If you then say “Aha! Now I’m going to score you by your performance against precisely those thetas that hide in that pi!” then I’m going to shrug and require a prior which assigns some non-zero probability to theta being one of the thetas that hides its info in pi.
That normally wouldn’t require any surgery to the intuitive prior (I place positive but small probability on any finite pair of sequences of coin tosses being identical), but if we’re assuming that it actually takes an infinite confluence of coincident events for theta to hide its info in pi and you still want to measure me against thetas that do this, then yeah, I’m going to need a prior over theta that depends on pi. You can cry “that’s violating the spirit of Bayes” all you want, but it still works.
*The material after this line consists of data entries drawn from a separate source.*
PR #132, opened 2018-03-29
Fix some hlint suggestions

sergv:


lspitzner:
How configurable is `hlint`?

There are some good changes in there, but many of these changes that save a few characters feel rather code-golfy and not worth the effort in my opinion. Take the removal of redundant `do`s: For many of those cases, if the relevant code gets changed in the future, it is very likely that the `do` will become non-redundant. And you gain nothing from saving a whitespace and two characters.

I approve of anything that has to do with alignment, as that has a significant effect on readability.

For other stuff I really don't see the point in even reviewing the individual cases. Sorry.

lspitzner:
I'd like to also give an example of something that would be rather useful to improve in regards to general readability of the layouter's code. This function:

~~~~.hs
docAltFilter :: [(Bool, ToBriDocM BriDocNumbered)] -> ToBriDocM BriDocNumbered
docAltFilter = docAlt . map snd . filter fst
~~~~

is used rather often, but the argument being a list of tuples produces rather ugly code/formatting wherever it is used. There is a different approach that was also mentioned in one `reddit/r/haskell` discussion recently. What if instead of

~~~~.hs
myDoc = docAltFilter
  [ (,) someCondition
  $ some
    large
    expression
  , (,) otherwise
  $ other
    large
    expression
  ]
~~~~

which is rather annoying to read, we could write something like

~~~~.hs
myDoc = runFilteredAlternative $ do
  addAlternativeCond someCond $ some
    large
    expression
  addAlternative $ other
    large
    expression
~~~~

This seems to much clearer syntactically, with the downside of having a bit more mental overhead (because we use yet another Monad). But I think that trade-off is worth it, especially with speaking names `runFilteredAlternative` and `addAlternativeCond` (and not just `runWriter` - it is mostly a Writer, right?).

Maybe you could explore this a bit?

sergv:
Thanks for prompt repsonse! The `hlint` is pretty configurable - each suggestion can be disabled individually and config can be added into the repository.

Regarding `do`s I'd agree as they're pretty harmless. Yet, on the other hand, redundant parens, `$`s or replacement of `fmap f $` by `f <$>` does feel like a good thing - the less operators the better. I do understand that there's quite a few changes and it's tiresome to review them one by one. But on the other hand some changes help to bring constistency to the code, which IMO does improve readability further.

Regarding `docAltFilter` I did notice this pattern and it strikes me as unwieldy. Let me try and see whether I can come up with a nice monad like you're proposing. It indeed does sound like a simple `Writer` monad at its core.

sergv:
@lspitzner Returning to your example for replacement of `docAltFilter`. What do you think about using operators to tie condidion and expression? E.g. instead of 
```hs
myDoc = runFilteredAlternative $ do
  addAlternativeCond someCond $ some
    large
    expression
  addAlternative $ other
    large
    expression
```
write something like
```hs
myDoc = runFilteredAlternative $ do
  someCond  |-> some
    large
    expression
  otherwise |-> other
    large
    expression
```

lspitzner:
> Thanks for prompt repsonse! The hlint is pretty configurable - each suggestion can be disabled individually and config can be added into the repository.

Could you disable the redundant-do part then? I think all other hlint changes I am fine with.

> write something like
>
> ~~~~.hs
> myDoc = runFilteredAlternative $ do
>  someCond  |-> some
>    large
>    expression
>  otherwise |-> other
>    large
>    expression
> ~~~~

It looks cool for sure, however: This particular operator looks a lot like case/guard syntax, where only ever one of the alternatives gets selected - but that is not the case here. And having to use `otherwise` feels like a downside too, when we really mean to express "always". I am not entirely convinced yet :-)

sergv:
I have split initial commit into single commit for each hint, added hlint config that disables `Redundant do` and a couple of other suggestions and replaced `docAltFilter` with `runFilteredAlternative` as suggested.

src/Language/Haskell/Brittany/Internal/LayouterBasics.hs
```diff
@@ -415,8 +423,24 @@ docExt x anns shouldAddComment = allocateNode $ BDFExternal
 docAlt :: [ToBriDocM BriDocNumbered] -> ToBriDocM BriDocNumbered
 docAlt l = allocateNode . BDFAlt =<< sequence l
 
-docAltFilter :: [(Bool, ToBriDocM BriDocNumbered)] -> ToBriDocM BriDocNumbered
-docAltFilter = docAlt . map snd . filter fst
+newtype CollectAltM a = CollectAltM (Writer.Writer [ToBriDocM BriDocNumbered] a)
+  deriving (Functor, Applicative, Monad)
+
+addAlternativeCondM :: Bool -> CollectAltM (ToBriDocM BriDocNumbered) -> CollectAltM ()
```
lspitzner: I don't really see the usecase for this, and one might expect the same pattern as with `when/whenM`:

~~~~.hs
when :: Applicative f => Bool -> f () -> f ()
whenM :: Monad m => m Bool -> m () -> m ()
~~~~

(Also it is not used anywhere afaict.)

src/Language/Haskell/Brittany/Internal/Layouters/Decl.hs
```diff
@@ -313,253 +313,231 @@ layoutPatternBindFinal alignmentToken binderDoc mPatDoc clauseDocs mWhereDocs ha
...
-       ]
-    ++ -- two-line solution + where in next line(s)
-       [ ( True 
-         , docLines
-         $  [ docForceSingleline
-            $ docSeq (patPartInline ++ [guardPart, return binderDoc])
-            , docEnsureIndent BrIndentRegular $ docForceSingleline $ return body
+  runFilteredAlternative $ do
+
+    let wherePart = case mWhereDocs of
```
lspitzner: could you move this let up in group with the previous let-binds?

src/Language/Haskell/Brittany/Internal/Layouters/IE.hs
```diff
@@ -122,24 +119,20 @@ layoutLLIEs enableSingleline llies = do
...
-      [ (not hasComments, docLit $ Text.pack "()")
-      , ( hasComments
-        , docPar (docSeq [docParenLSep, docWrapNodeRest llies docEmpty])
-                 docParenR
-        )
-      ]
-    (ieDsH:ieDsT) -> docAltFilter
-      [ ( not hasComments && enableSingleline
-        , docSeq
+    [] -> runFilteredAlternative $ do
```
lspitzner: Can factor out `runFilteredAlternative $` out of the `case`s.

src/Language/Haskell/Brittany/Internal/Layouters/Decl.hs
```diff
@@ -313,253 +313,231 @@ layoutPatternBindFinal alignmentToken binderDoc mPatDoc clauseDocs mWhereDocs ha
...
+          $ docLines
+          $  [ docSeq (patPartInline ++ [guardPart, return binderDoc])
+             , docEnsureIndent BrIndentRegular
+             $ docNonBottomSpacing
+             $ docAddBaseY BrIndentRegular
+             $ return body
+             ]
+          ++ wherePartMultiLine
+
+      _ -> return ()
```
lspitzner: add comment

~~~~.hs
return () -- no alternatives exclusively when `length clauseDocs /= 1`
~~~~

src/Language/Haskell/Brittany/Internal/LayouterBasics.hs
sergv: Indeed it's not used anywhere. I think I tried to use it somewhere but found a way without it.

src/Language/Haskell/Brittany/Internal/Layouters/Decl.hs
sergv: Done.

src/Language/Haskell/Brittany/Internal/Layouters/IE.hs
sergv: Done.

src/Language/Haskell/Brittany/Internal/Layouters/Decl.hs
sergv: Done.

sergv:
I have addressed your suggestions. Please review.

lspitzner:
Thanks! I'd never have noticed that cabal file duplication :-)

And in the real world, I do want a prior which can eventually say “huh, our supposedly independent coins have come up the same way 2^trillion times, I wonder if they’re actually correlated?” or which can eventually say “huh, this theta sure seems to be hiding lots of very important information in the places that pi makes it super hard to observe, I wonder if they’re actually correlated?” so I’m quite happy to assign some (possibly very tiny) non-zero prior probability on a correlation between the two of them. Overall, I don’t find this problem perturbing.
I agree completely!
Sure, as long as you shrug and do what works, we have nothing to discuss :).
I do agree that the insight that makes this go through is basically Frequentist, regardless of setup. All the magic happened in the prior before you started.